I. Lewis “Scooter” Libby was “put through the meat grinder” by the White House shortly after the Iraq war began, scapegoated to cloak the leak of a CIA officer’s identity to the media by presidential adviser Karl Rove, Libby’s lawyer contended today as Libby’s perjury trial began.
Wells said that Libby was directed by Vice President Cheney to talk to reporters about flawed pre-war intelligence but that the White House failed to defend him, as it did Rove, when the matter became public.
Wells said Libby complained to Cheney during the fall of 2003 that he was being made a “sacrificial lamb” as the White House tried to protect Rove, who was also then facing allegations that he had leaked Plame’s identity.
“They’re trying to set me up. They want me to be the sacrificial lamb,” Wells said, recalling the conversation between Libby and Cheney. “I will not be sacrificed so Karl Rove can be protected.”
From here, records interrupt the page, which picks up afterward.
PR #111, opened 2019-10-18
Fx bug where release logs does not contain fields

Crevil:


Crevil:
I'll merge right away as our release tracking is broken by this.

PR #120, opened 2019-12-03
Add request IDs to traces and logs

Crevil:
Request IDs are generated by hamctl and passed in an HTTP header to the server.
The server will tag request logs and traces with the request ID.

If no request ID is set in the incoming request the server generates one.

### DIFF
--- a/cmd/hamctl/main.go
+++ b/cmd/hamctl/main.go
@@ -28,7 +28,6 @@ func main() {
 	c.AddCommand(versionCmd)
 	err = c.Execute()
 	if err != nil {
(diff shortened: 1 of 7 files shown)


cmd/hamctl/main.go
```diff
@@ -28,7 +28,6 @@ func main() {
 	c.AddCommand(versionCmd)
 	err = c.Execute()
 	if err != nil {
-		fmt.Printf("Error: %v\n", err)
```
Crevil: Cobra already logs errors from `Execute` so this is removed to avoid printing the error and reference twice.

PR #121, opened 2019-12-05
Support prerelease tags

Crevil:
This change deprecates the mutable docker tags `latest`, `vX` and `vX.Y`. We do not use
these any ways and Goreleaser don't have conditionally selecting the docer image
templates.

This unlocks the posibility of pushing `v1.2.3-alpha1` tags that gets build and
released to GitHub as prerelease and as Docker images with the complete tag
name.

### DIFF
--- a/.goreleaser.yml
+++ b/.goreleaser.yml
@@ -48,20 +48,14 @@ dockers:
     binaries:
     - server
     image_templates:
-    - "quay.io/lunarway/release-manager:latest"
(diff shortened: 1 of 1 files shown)


.goreleaser.yml
```diff
@@ -82,6 +76,7 @@ snapshot:
 
 release:
   name_template: "v{{.Version}}"
+  prerelease: auto
```
Crevil: This marks GitHub releases as pre-release if a pre-suffix is detected in the tag.

PR #124, opened 2019-12-05
Upgrade Go and Alpine to latest

Crevil:
Awaits the Go 1.13.5 Docker image is available on [Docker hub](https://hub.docker.com/_/golang/).


Crevil:
The docker image is now available.

PR #140, opened 2020-03-15
Make muteable endpoints asyncronous

Crevil:
This is a rather large PR, but the changes to existing logic is kept limited, so brace yourself. 🙈 

In order to provide a better developer experience on large config repositories (>10000 commits) where release and other mutating commands are getting slow, ie. 10s of seconds, we are going to make it fully asynchronous.

This means that we only do some initial input validation before publishing an event to RabbitMQ and returning a response to the client. The server will then consume these events one by one.

This will reduce the response time of mutating commands and further ensure that their operation is completed as soon as possible instead of letting the client in charge for retrying.
It will also reduce the number of conflicts when multiple clients are trying to write to the cluster config repository. Before this, clients had to inspect the response in this case and retry the attempts, now it will be handled by only handling a single event at a time.

### AMQP publisher and consumer
Package `amqp` implements an AMQP `Worker` capable of handling connection failures and other fatal errors on the AMQP connection.
It exposes two methods providing the general functionality of the AMQP protocol: `StartConsumer` and `Publish`.

The former is a blocking method that starts consuming messages on the configured queue with provided handlers for the different event types.
The latter publishes a message on the configured exchange.

### Flows

Release, promote and rollback flows are updated to only do required input validation, ie. check for available artifacts to the environments. They will then publish a message on AMQP that is handled by the `Exec*` variants of the methods that performs the actual manipulation of the config repository.

## Open TODOs

There are a number of improvements that could be made that I've only noted as TODOs right now. They'll be fixed in upcoming PRs to keep things simple and get this into master.

### Non-async flow
A flag to replace the publisher/consumer with an in-memory queue to ease local development and deployment.

### Nack events with dead letter queue
Events are not nacked/acked in case of event handler errors. With a low prefetch (default `1`) this means that event handling is blocked after the first failed event. 

To fix this we can either just drop the events (nack and no requeue) and inform the user of what happened. Another option is to add a dead letter queue and push events over there. This does however require a mechanism for persisting them from there and further redelivering/dropping them.

I'm most in favour on the former one. Errors could be like invalid configuration (no config for environment) etc and these bugs should be handled in the sync validation step instead.

### Cancel consumer before closing it
The `Close` method of the `consumer` type in package `amqp` closes its AMQP channel but does not cancel it before hand. This can potentially lead to dropping inflight events as the channel is closed before all events are consumed.

We can handle this by adding a wait group or something like that guarding the `Start` method that is the consumer. With this we can cancel the channel, wait for the consumer to stop (no more messages) and then close the channel.

### Publish confirms
AMQP provides a mechanism for guaranteeing published messages to have arrived on consumer queues. This is not handled for now and can potentially drop events if the remote AMQP server fails in forwarding the message to queues.

### Environment up to date messages
Going async means that the git status identifying that we have nothing new to release is handled in the async execution path. There is no message to the releaser for now except a log message so eventually we want to push this message out in Slack.
A even better solution would be to validate the released artifact ID against the current one in the target environment and thus provide this message in the synchronous flow.


internal/amqp/consumer.go
```diff
@@ -0,0 +1,131 @@
...
+		if err != nil {
+			logger.With("res", map[string]interface{}{
+				"status":       "failed",
+				"responseTime": duration,
+				"error":        fmt.Sprintf("%+v", err),
+			}).Errorf("[consumer] [FAILED] Failed to handle message: nacking and requeing: %v", err)
+			// TODO: remove comments to allow for redelivery. This will put events
+			// into the unacknowledged state
+
+			// err := msg.Nack(false, true) if err != nil {
```
kaspernissen: Should the comments be removed? :)

Crevil:
There is still a couple of todos in here. The handling of no changes (environment up to date) in particular.
I got an idea on how to do it in the validation step, but I can wait with that to another PR just to keep this a bit simpler.

internal/amqp/consumer.go
Crevil: Hmm. Yes. The unacked mechanism is critical when having preferch of one, as an error will block releases. But uncommenting can result in looping failed events leading to high loads.

The right thing to do is to add a dead letter queue on the messages. I think we can do that rather simple, but in another PR

kaspernissen: Sounds good 👍

Crevil:
@emilingerslev I jut pinged you for a review. Note the `Open TODOs` in the description before diving into the code :)

Crevil:
@tbflw could I maybe get your review of package `amqp` as well?

We talked about it last week regarding the implementation, but as you also know our internal amqp library, maybe you could chime in here? I'm hoping that we can change the internal impementation to use this instead as I see it very much simpler.

internal/flow/release.go
```diff
@@ -24,8 +24,65 @@ import (
 func (s *Service) ReleaseBranch(ctx context.Context, actor Actor, environment, service, branch string) (string, error) {
 	span, ctx := s.Tracer.FromCtx(ctx, "flow.ReleaseBranch")
 	defer span.Finish()
-	var result string
+	sourceConfigRepoPath, close, err := git.TempDirAsync(ctx, s.Tracer, "k8s-config-release-branch")
```
emilingerslev: Why so much new code? Is it moved from somewhere?

internal/amqp/publisher.go
```diff
@@ -0,0 +1,100 @@
...
+
+func (p *rawPublisher) Close() error {
+	err := p.channel.Close()
+	if err != nil {
+		return errors.WithMessage(err, "close amqp channel")
+	}
+	return nil
+}
+
+type loggingPublisher struct {
```
Crevil: Move out of the package as it is not relevant for the amqp package.

cmd/server/command/start.go
```diff
@@ -149,6 +173,78 @@ func NewStart(grafanaOpts *grafanaOptions, slackAuthToken *string, githubAPIToke
...
+					Port:        amqpOptions.Port,
+				},
+				MaxReconnectionAttempts: amqpOptions.MaxReconnectionAttempts,
+				ReconnectionTimeout:     amqpOptions.ReconnectionTimeout,
+				Exchange:                amqpOptions.Exchange,
+				Queue:                   amqpOptions.Queue,
+				RoutingKey:              "#",
+				Prefetch:                amqpOptions.Prefetch,
+				Logger:                  log.With("system", "amqp"),
+				Handlers: map[string]func(d []byte) error{
```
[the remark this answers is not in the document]
Crevil: We will log an error and drop the received event.

internal/amqp/amqp.go
```diff
@@ -0,0 +1,286 @@
...
+	}
+	worker.config.Logger = c.Logger.WithFields(
+		"host", c.Connection.Host,
+		"user", c.Connection.User,
+		"port", c.Connection.Port,
+		"virtualHost", c.Connection.VirtualHost,
+		"exchange", c.Exchange,
+		"queue", c.Queue,
+		"prefetch", c.Prefetch,
+		"maxReconnectionAttempts", c.MaxReconnectionAttempts,
```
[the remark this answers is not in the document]
Crevil: No reason really. After talking about this we decided to remove this functionality and instead keep retrying in case of lost connections.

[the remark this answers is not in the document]
emilingerslev: 👍

internal/amqp/amqp.go
```diff
@@ -0,0 +1,286 @@
...
+	err = s.currentPublisher.Publish(ctx, event.Type(), uuid.String(), event.Body())
+	if err != nil {
+		return err
+	}
+	return nil
+}
+
+func (s *Worker) connect() error {
+	c := s.config
+	c.Logger.Infof("Connecting to: %s", c.Connection.String())
```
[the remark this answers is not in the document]
Crevil: Moved all the config fields to a dedicated logger in `connect` to make this simpler and avoid having config on all publish/consume log messages.

internal/flow/release.go
emilingerslev: With indentions removed it made a lot more sense. Thanks for explaining 👍

internal/amqp/amqp.go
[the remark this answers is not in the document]
emilingerslev: Awesome 👍

internal/amqp/publisher.go
```diff
@@ -0,0 +1,100 @@
...
+	exchangeName string
+	routingKey   string
+}
+
+func newPublisher(amqpConn *amqp.Connection, exchangeName string) (publisher, error) {
+	channel, err := amqpConn.Channel()
+	if err != nil {
+		return nil, errors.WithMessage(err, "get channel")
+	}
+	err = declareExchange(channel, exchangeName)
```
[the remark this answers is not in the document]
Crevil: Done 👍

internal/flow/release.go
Crevil: We found out that showing the diff without whitespace changes fixed that 🎉

Crevil:
I've updated the things you've mentioned @emilingerslev  in the review and will leave the last parts like the general decorator pattern on the publisher for another PR.

emilingerslev:
Sounds good, will try to look it over 👍

internal/amqp/publisher.go
emilingerslev: You'll also wait with moving this one out?

Crevil:
Yeah I thought about it, but would rather move it around along with the message id generator, tracing etc so I have more use cases for designing the decorator API.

I am at a loss to understand how this narrative can possibly make sense. Other officials could have “scapegoated” Libby by telling investigators that he was the only one who talked to reporters about Plame. But as far as we know, they didn’t; and, in any event, since he admits that he did discuss Plame with reporters, such “scapegoating” would be immaterial. Or, perhaps, Vice President Cheney could have “scapegoated” Libby by ordering Libby to tell investigators that he heard about Plame from reporters, and not from Cheney. But Cheney obviously did not do this. The reason the prosecutor knows that Libby “actually learned it from Cheney and several other administration officials weeks earlier” is that those administration officials, apparently including Cheney, so testified. And, in any event, it is not Libby’s defense that he committed perjury at Cheney’s direction.
So in what conceivable sense could Libby have been “scapegoated” or made a “sacrificial lamb”? His prosecution arises solely from the fact that he told the grand jury that he had first heard about Plame from reporters, when the testimony of all other witnesses, apparently including both executive branch employees and reporters, is to the contrary. Libby now admits, evidently, that his testimony was wrong, but attributes his mistake to a faulty memory. How could Cheney, Rove, or anyone else have been responsible for Libby’s memory?
Maybe you had to hear the whole thing to make sense of it; the opening statements went on for several hours. As reported, though, I can’t see how Wells’ “scapegoat” theory can possibly be a coherent interpretation of the facts.
The other possibility, of course, is that Wells knows that the jury consists of Democrats, most of whom are hostile to the Bush administration. Libby was a high official in that administration, and the jury’s verdict will depend largely on its subjective assessment of his credibility in claiming a memory lapse. So it would be no wonder if Wells thought that his first order of business was to tell the jury that his client was not one of those nasty Karl Rove Republicans.
On the positive side, it appears that Wells will defend Libby’s actions in responding to Wilson’s lies:

Cheney was properly concerned when Wilson falsely implied that Cheney should have known about Wilson’s conclusion that Iraq was not trying to purchase nuclear weapons material.
Libby, he said, was appropriately deputized by a furious Cheney to set the record straight.
“Was he mad?” Wells asked. “You doggone betcha.”

Maybe by the time the trial is over, the Post will no longer be saying, as it did today, that “Wilson concluded [reports that Iraq was trying to buy uranium from Niger to make nuclear weapons] were baseless.” They could start by reading their own reporting. We discussed the linked Post article here.